The world is negotiating a pandemic treaty to strengthen global health response. But as long as rich countries pursue their trade interests, equity will remain elusive
Representational image.
Representational image.Express illustration | sourav roy

Just over four years ago, a novel virus emerged to trigger the Covid-19 pandemic. As it rampaged across the world, spawning an unprecedented terror of death and spinning national economies into unanticipated turbulence, the pandemic demanded a coordinated global response. A rallying cry for global solidarity rang loud—“No country is safe till every country is safe!” Not only did the virus spread fast, the variants that emerged from different parts of the world exhibited greater infectivity and competed for global conquest. Global cooperation became critical for the survival of humanity. However, this realisation did not readily translate into reality when it came to sharing data, resources and technologies.
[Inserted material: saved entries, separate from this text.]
PR #273, opened 2023-05-16
London 9 - Shayan Mahnam - Full Stack App is ready to Work :D

ShayanMahnam:
demo: https://cyf-shayanmahnam-video-recommendation.netlify.app/
server and DB are on Render which is so slow you have to wait for the server to wake up then you can use this app


client/src/components/TopBar.css
```diff
@@ -0,0 +1,91 @@
...
+}
+
+.input-top {
+  min-width: 350px;
+  height: 50px;
+  position: relative;
+  border-radius: 50px;
+  background: conic-gradient(from var(--r), #222 0%, #eee 10%, #222 20%);
+  border: none;
+  animation: rotating 3s linear infinite;
```
jonnywyatt, line 24: Nice animation 🤩

client/src/components/TopBar.jsx
```diff
@@ -0,0 +1,134 @@
+import React, { useState } from "react";
+import "./TopBar.css";
+
+// Validation utility function
+const isValidInput = (title, url) => {
```
jonnywyatt, line 5: 👍 Good UX that you're validating first in the browser, the user will get feedback faster than if they had to wait for a request to come back.

client/src/components/TopBar.jsx
```diff
@@ -0,0 +1,134 @@
...
+    } else if (url.includes("&list=")) {
+      videoCode = url.split("watch?v=")[1].split("&")[0];
+    } else if (url.includes("watch?v=")) {
+      videoCode = url.split("watch?v=")[1];
+    } else {
+      setErrorMessage("Invalid YouTube URL format.");
+      return;
+    }
+
+    if (cards.length > 0) {
```
jonnywyatt, line 55: Nice touch to check for duplicates 👍

client/src/components/TopBar.jsx
```diff
@@ -0,0 +1,134 @@
...
+        return;
+      }
+    }
+
+    const newCard = {
+      title: title.trim(),
+      url: videoCode,
+    };
+
+    fetch("https://video-server-iiqf.onrender.com/videos", {
```
jonnywyatt, line 69: When running the client and server locally, it'd be even better if you could feed some .env variables into the app to point the client to localhost if running locally, and to onrender if running in 'production' mode.

client/src/index.css
```diff
@@ -1,10 +1,15 @@
 body {
   margin: 0;
+  padding: 0;
+  box-sizing: border-box;
```
jonnywyatt, line 4: Could apply these to all elements with a reset:
```
* {
	box-sizing: border-box;
	...(reset other properties eg padding, margin)
}
```

client/yarn.lock
jonnywyatt, line 1: Best to use either NPM or Yarn but not both, so that all users of the repo get a consistent result.

jonnywyatt (commented):
You've nailed this; very clear well-organised code (your code is self-documenting with clear variable names so don't feel obliged to add code comments).
You could push on even further by looking at ways to organise CSS / reduce duplication - eg SASS / CSS modules / CSS variables.
Bravo 👏

client/yarn.lock
ShayanMahnam: yes, that’s why I deleted this. I don’t why in the initial repo we forked from cyf they had both yarn and npm

client/src/components/TopBar.css
```diff
@@ -0,0 +1,91 @@
...
+  transition: opacity 0.3s ease;
+  border: none;
+  color: white;
+  font-size: 20px;
+  padding-left: 1rem;
+}
+
+textarea:focus,
+input:focus {
+  outline: none;
```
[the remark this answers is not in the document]
ShayanMahnam: This is so cool thank you

client/src/components/TopBar.jsx
ShayanMahnam: can you please explain more about this?

jonnywyatt: The line above has a hardcoded UR for the videos endpoint on onrender.com.
If you're running the code locally, it would be good to be able to point the app to the locally running server (on localhost) rather than the server on onrender.com.
Ideally you can do this without changing the code each time. 
Your app code could make a decision to point to either localhost or onrender.com using techniques like:
- change the app code to check the browser hostname - if it's localhost then make requests to the server on localhost. If the browser hostname is netlify, or wherever the app is deployed to, then make requests to the server at onrender.com
- use a .env file locally to load some environment variables into the app. You can read them with a library like dotenv. The .env file would be in your gitignore, so not in git, and would not be present when the app is running on Netlify. Then, your default could be to use the server at onrender.com, unless an environment variable is loaded that overrides that and points to the server on localhost

ShayanMahnam: I added env. thank you so much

Recognising the failures that hindered a unified global thrust against a global threat, the world is now negotiating a Pandemic Treaty for prevention, preparation and response (PPR). This effort, under the auspices of the World Health Organization, is expected to emerge in May 2024. Simultaneously, a revision of the International Health Regulations is also under negotiation. It is intended to improve global surveillance, notification, containment and data sharing arrangements that all countries must subscribe and adhere to.

While the WHO has been designated as the world’s premier public health agency, its ability to ‘govern’ or even steer global health policies is greatly limited by two major constraints. The first is a low level of committed financing from member countries, making it dependent on a few high-income countries (HICs) and private foundations. The second is the emergence of other influential actors in global health, such as multilateral development banks (MDBs), other multilateral UN organisations and large private foundations. Each of these actors is influenced by the priorities of HICs, making global health policy development a skewed process. 

The dominance of HICs in shaping health policies and programmes has long been a historical feature as ‘global health’ evolved through several stages in the 19th and 20th centuries. In the era of European colonisation of Asia, Africa and South America, there was concern over infectious diseases that occurred in the ‘natives’. The colonisers were afraid their soldiers, traders and administrators, who collectively represented colonial power and enabled capture, would contract deadly or disfiguring diseases like malaria, smallpox or leprosy. So ‘tropical medicine’ emerged as a priority. While sections of the local populations benefited from these efforts, the principal aim was to protect the colonisers and also labouring natives who created wealth for the colonial power. Research into tropical diseases was encouraged to protect the economic and military interests of the colonial powers.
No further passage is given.